◆ Task description
Make your reply a word-for-word repeat of the records.
─── Data supplied
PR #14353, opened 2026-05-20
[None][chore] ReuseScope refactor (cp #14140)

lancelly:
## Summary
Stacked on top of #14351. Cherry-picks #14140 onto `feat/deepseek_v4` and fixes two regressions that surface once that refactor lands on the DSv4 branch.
──────
◆ Finished exercise
PR #14353, opened 2026-05-20
[None][chore] ReuseScope refactor (cp #14140)

lancelly:
## Summary
Stacked on top of #14351. Cherry-picks #14140 onto `feat/deepseek_v4` and fixes two regressions that surface once that refactor lands on the DSv4 branch.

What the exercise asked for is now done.